Without Story Theory humans are merely shadowboxing with their mind. I saw that civilized man, at best, was merely a specialist in his chosen idiom. Each civilization explored a particular idiomatic tract of thought – a rich branch of human imagination. Each civilization only proved it loved its own linguistic idiom – being barbaric to all others. That is, each civilization was deep into its own chosen narratives of the possible material or spiritual interpretations of universe. I saw that each civilization made deep advances into their own particular and focused – if narrow – innovations of speech.

Science, so sure of its empirical proofs, is an idiom not accepted by Islam. Islam, so sure of its spiritual proofs, is denied by Hindus and Christians alike. All civilizations, in this perspective, are disparate and contradictory, yet intricate, poems. Each civilization, in effect, is a separate theory of poetry.

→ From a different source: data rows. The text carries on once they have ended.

PR #16679, opened 2024-06-11
chore: Fix some beta clippy lints

torokati44:
Not all of them are fixed, see: https://github.com/rust-lang/rust-clippy/issues/12917

PR #16448, opened 2024-05-24
Revert "ci: Disable rust-lld on Rust nightly"

torokati44:
This reverts commit 1b3701e1aa17c46be9b077ecade6ae9d6e975af1 (#16390), as it should no longer be needed, according to https://github.com/cross-rs/cross/issues/1496#issuecomment-2130454741.

PR #16682, opened 2024-06-11
ci: Set the `-znostart-stop-gc` flag for lld when testing

torokati44:
Should fix CI failing with beta Rust (aside from the lints, for which there's https://github.com/ruffle-rs/ruffle/pull/16679 and https://github.com/ruffle-rs/ruffle/pull/16683).

Now that Rust beta also uses `rust-lld` by default on `x86_64-unknown-linux-gnu`, we can't use `-Z` as a workaround.

An alternative to https://github.com/ruffle-rs/ruffle/pull/16448.
Also reverts https://github.com/ruffle-rs/ruffle/pull/16390.
Referencing: https://github.com/dtolnay/linkme/issues/94
For more info, see: https://lld.llvm.org/ELF/start-stop-gc

### DIFF
--- a/.github/workflows/test_rust.yml
+++ b/.github/workflows/test_rust.yml
@@ -62,10 +62,12 @@ jobs:
           sudo apt install -y libasound2-dev libxcb-shape0-dev libxcb-xfixes0-dev libgtk-3-dev mesa-vulkan-drivers libpango1.0-dev libudev-dev
 
       # Needed after: https://github.com/rust-lang/rust/pull/124129
-      # Based on: https://github.com/dtolnay/linkme/pull/88
-      - name: Disable rust-lld
-        if: matrix.rust_version == 'nightly'
-        run: echo RUSTFLAGS=${RUSTFLAGS}\ -Zlinker-features=-lld >> $GITHUB_ENV
+      # See also: https://github.com/dtolnay/linkme/issues/94
+      # Additionally: https://lld.llvm.org/ELF/start-stop-gc
+      - name: Disable linker start-stop-gc
+        # Note: We also use `rust-lld` on Windows, see `config.toml`.
+        if: runner.os != 'macOS'
+        run: echo RUSTFLAGS=${RUSTFLAGS}\ -Clink-args=-znostart-stop-gc >> $GITHUB_ENV
 
       - name: Cache Cargo output
         uses: Swatinem/rust-cache@v2


torokati44:
>  This conservative behavior works for existing code which does not take GC into fair consideration, but unnecessarily increases sizes for modern metadata section usage which desires precise GC.
>
> GNU ld 2.37 added `-z start-stop-gc` to restore the traditional behavior ld.lld 13.0.0 defaults to `-z start-stop-gc` and supports `-z nostart-stop-gc` to switch to the conservative behavior.

However, since this is only an issue for testing (we use `linkme` to collect the test cases IIRC), binary size shouldn't be much of an issue.

torokati44:
We may decide to wait for rustc to roll this change (switching to lld on linux by default) back from beta (https://github.com/dtolnay/linkme/pull/88#issuecomment-2161154145) instead of merging this.
Or for `linkme` to fix this some other way with the change in rustc.

danielhjacobs:
See https://github.com/rust-lang/rust/pull/126282 and https://github.com/rust-lang/rust/pull/126278

lqd:
When using `lld`, this is likely to me to be the expected fix for `linkme` users, as I wrote in https://github.com/dtolnay/linkme/pull/88#issuecomment-2119195142 and [the blog post announcing the change](https://blog.rust-lang.org/2024/05/17/enabling-rust-lld-on-linux.html#possible-drawbacks).

torokati44:
I see, thanks!

For the record, while looking into it, I had some other alternative ideas too, but I have no idea whether any of them are actually feasible. Such as:
  - Using the `KEEP` keyword in a linker script - `linkme` already has one for `cortex-m`, but I'm not sure it would be great to have one for x86_64 linux as well...
  - Adding a `retain` attribute to rustc, similar to `used`, which would affect the linker symbol...
  - Having `linkme` manually annotating the start/stop symbols to not be discarded...

bjorn3:
> Adding a retain attribute to rustc, similar to used, which would affect the linker symbol...

torokati44:
Considering that the next beta is coming out almost 6 weeks from now, I'm proposing merging this now, just to clean up CI, and unblock merging PRs without repo admin force.
As seen above, this will likely not be a bad fix long term either.

lqd:
> Considering that the next beta is coming out almost 6 weeks from now

AFAICT the new beta is already out and lld is disabled there

torokati44:
Oh, right, great! Anyway, I think leaving that option won't really hurt...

That is the insight of Story Theory.

The usual examples come to mind. The Greeks innovated deeply in philosophy. Perhaps unique in the ancient world, they constructed the linguistics of complex philosophic thought. The Muslim, the Jew, and the Christian each had their doctors of divinity and were certainly fluent in the most esoteric level of metaphysical exploration and exegesis of prophetic voice (scripture). Tengrism in Mongolia, Plains Indian religion of the American Plateau, or Voodooism in Africa, so dissimilar to Western religions, have deep shamanistic roots and profound animal totems, seamlessly interacting with the natural environment. Each seemed to be totally self-sufficient and the acolytes of each never felt in anyway inferior to any other human idiom. None of these civilizations showed the slightest regret or debility that they did not possess the mathematical machines and toxic chemicals of modern states. Did the great religions have a great product? Did they make a great discovery? A great machine? Yes. Ethical and moral behavior. It has allowed the human world to operate with ferocious efficiency for twelve millennia. The grand achievement of religious and shamanistic cultures, though diverse,
represented organized linguistic totems, consisting of human moralities and
ethics that science can only look at with bemused speculation of their deep
uncanny origins.

Modern men have likewise made a new house of speech – a new poem of civilization – a deep idiom of math, kinetic technology, and physical science (henceforth called scientism in these books). Yet, in the end, each of these great idioms (religion/philosophy, science/modernism, etc.) are not macro tests of the human mind; they are only idioms of highly focused specialties of diverse linguistics – merely opinionated interpretations of human civilization. How to test each against the overall evaluation of Homo sapiens’ self-conscious mind?